Harry nunca había odiado tanto a Malfoy como en ese momento, tendido
patas  arriba  como  una  tortuga,  mientras  la  sangre  se  le  escurría  en  la  boca
entreabierta  y  le  producía  náuseas.  En  qué  situación  tan  estúpida  había
acabado... Los últimos pasos que se percibían en el pasillo iban apagándose; los
alumnos  ya  desfilaban  por  el  andén,  y  Harry  los  oía  hablar  y  arrastrar  los
baúles.
Ron  y  Hermione  creerían  que  había  bajado  sin  esperarlos,  y  cuando
llegaran  a  Hogwarts  y  ocuparan  sus  asientos  en  el  Gran  Comedor,  miraran  a
ambos lados de la mesa de Gryffindor varias veces y por fin comprendieran que
no se encontraba allí, él ya estaría a mitad de camino de regreso a Londres.
Intentó emitir algún sonido, aunque sólo fuera un débil gruñido, pero fue
en  vano.  Entonces  recordó  que  algunos  magos,  como  Dumbledore,  podían
realizar  hechizos  sin  hablar,  de  modo  que  intentó  hacerle  un  encantamiento
convocador a su varita, que se le había caído de la mano, diciendo mentalmente
«¡Accio varita!» una y otra vez, pero no ocurrió nada.
Le  pareció  percibir  el  susurro  de  los  árboles  que  bordeaban  el  lago  y
también el lejano ululato de una lechuza, pero nada que indicara que estaban
buscándolo,  ni  siquiera  (y  se  avergonzó  un  poco  al  pensarlo)  voces  ansiosas
preguntando  dónde  se  había  metido  Harry  Potter.  La  desesperación  lo  fue
embargando  cuando  imaginó  la  caravana  de  carruajes,  tirados  por  thestrals,
avanzando  lentamente  hacia  el  colegio  y  las  amortiguadas  risotadas  que,  con
toda  seguridad,  saldrían  del  coche  de  Malfoy  una  vez  hubiera  relatado  a  sus
compañeros de Slytherin la mala pasada que le había jugado.
El tren dio una brusca sacudida y Harry quedó tumbado sobre un costado.

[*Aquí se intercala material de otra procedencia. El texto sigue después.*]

PR #3662, opened 2021-05-10
test/e2e: add retry with backoff to all updates

### LINKED ISSUE #3660: test/e2e test flake
I've seen a couple instances of a test flake with the health check test:

https://github.com/projectcontour/contour/pull/3658/checks?check_run_id=2549283488#step:4:1007

We should either (a) move to `Patch` instead of `Update`, or (b) add retry with backoff for updates.

skriss:
Closes #3660.

### DIFF
--- a/test/e2e/httpproxy/015_http_health_checks_test.go
+++ b/test/e2e/httpproxy/015_http_health_checks_test.go
@@ -22,6 +22,7 @@ import (
 	"github.com/projectcontour/contour/test/e2e"
 	"github.com/stretchr/testify/require"
 	metav1 "k8s.io/apimachinery/pkg/apis/meta/v1"
+	"k8s.io/client-go/util/retry"
 	"sigs.k8s.io/controller-runtime/pkg/client"
 )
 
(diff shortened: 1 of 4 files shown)


test/e2e/httpproxy/015_http_health_checks_test.go
```diff
@@ -64,11 +65,17 @@ func testHTTPHealthChecks(fx *e2e.Framework) {
...
+		if err := fx.Client.Get(context.TODO(), client.ObjectKeyFromObject(p), p); err != nil {
+			return err
+		}
+
+		p.Spec.Routes[0].HealthCheckPolicy = &contourv1.HTTPHealthCheckPolicy{
+			Path: "/status/418",
+		}
+
+		return fx.Client.Update(context.TODO(), p)
+	}))
```
skriss, line 78: Since this logic is ~repeated (get object, apply changes, update object), we could extract this to a test framework helper method. I was undecided on whether it was worth it or not, since you'd have to use some type-assertions or closure tricks to make it generic for types beyond just `HTTPProxy`.

youngnick: The status updating code had a similar problem, and I used a Mutator function there to handle it, I'm not sure how good I feel about it, looking back. Although this is repetitive, this does have the advantage of clarity. I agree we should leave this for now, and see if we should dry it up later.

youngnick (approved):
LGTM, I think that doing retry with backoff is a good habit anyway, leaving aside concerns about repetition.

skriss:
cc @danehans we may want to do something similar in the operator e2e's to try to avoid some of the flakes we've been seeing.

sunjayBhatia (approved):
sounds good to me, can DRY this up later if we need to

PR #3663, opened 2021-05-10
internal/status: Refactor status tests to allow for FullName to be validated

stevesloka:
Following up to #3636, refactors the status tests to allow for the the FullName
to be validated along with the Conditions so that if there are two different
objects, each will have a set of conditions to be asserted against.


skriss (approved):
LGTM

En esa postura, en lugar del techo veía debajo de los asientos. La locomotora se
puso en marcha y el suelo empezó a vibrar. El expreso de Hogwarts estaba a
punto de abandonar la estación y nadie sabía que Harry todavía se hallaba en
uno de sus vagones.
Entonces  el  muchacho  notó  que  la  capa  invisible  se  levantaba  y  oyó  una
voz:
—Hola, Harry.
Hubo  un  destello  rojizo  y  Harry  recuperó  la  movilidad.  Al  punto  logró
sentarse  y,  adoptando  una  postura  más  digna,  se  limpió  la  sangre  de  la
magullada cara con el dorso de la mano y levantó la cabeza para ver a Tonks,
que sujetaba con una mano la capa invisible.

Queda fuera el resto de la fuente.